You can file joint returns for all of the years at issue. The home sale exclusion can be used on a separate basis even if you file a joint tax return.
You can use your 250,000 dollar exclusion on the sale of your home on your 2017 return (make sure you indicate that you are the only owner and only one that qualifies for the exclusion on the sale of your home). Your wife can use her 250,000 dollar exclusion on the sale of her home in 2018 or 2019 (make sure you indicate that your wife is the only owner and only one that qualifies for the exclusion on the sale of your home). After the sale of your wife's home, you cannot have a home sale exclusion (for a home you own jointly) until two years after the tax year when you sale your wife's home.

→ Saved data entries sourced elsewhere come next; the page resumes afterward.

PR #743, opened 2023-04-05
UI label + fix crash when no args passed to tool (should invoke help instead)

michaelcfanning:
We provide a user-friendly rule label for UX.

We now do not crash when passing no args to the tool.

@rtaket


rtaket:
lgtm

rtaket (approved):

Filing separate returns results in a less favorable tax outcome in almost every situation (I have never seen separate returns result in a better tax outcome than a joint return in my 12 year career).
What you suggest will work, but it is not necessary.
You can file joint returns for all of the years at issue. The home sale exclusion can be used on a separate basis even if you file a joint tax return.
You can use your 250,000 dollar exclusion on the sale of your home on your 2017 return (make sure you indicate that you are the only owner and only one that qualifies for the exclusion on the sale of your home). Your wife can use her 250,000 dollar exclusion on the sale of her home in 2018 or 2019 (make sure you indicate that your wife is the only owner and only one that qualifies for the exclusion on the sale of your home). After the sale of your wife's home, you cannot have a home sale exclusion (for a home you own jointly) until two years after the tax year when you sale your wife's home.
Filing separate returns results in a less favorable tax outcome in almost every situation (I have never seen separate returns result in a better tax outcome than a joint return in my 12 year career).
I have a similar situation and was trying to do our taxes on TurboTax. I sold my house in October of 2018. We bought a new one together in November of 2018. I filed single in 2018 and was able to use the capital gains exclusion. We married in April of 2019, sold his old house in June of 2019. I'm trying to file us jointly, but you say that you have to make sure to state that he is the sole owner of the house and therefore entitled to his own capital gains exclusion. ***I don't know how to delete my message. I went back in and tried again and I was able to differentiate between the two solely owned houses.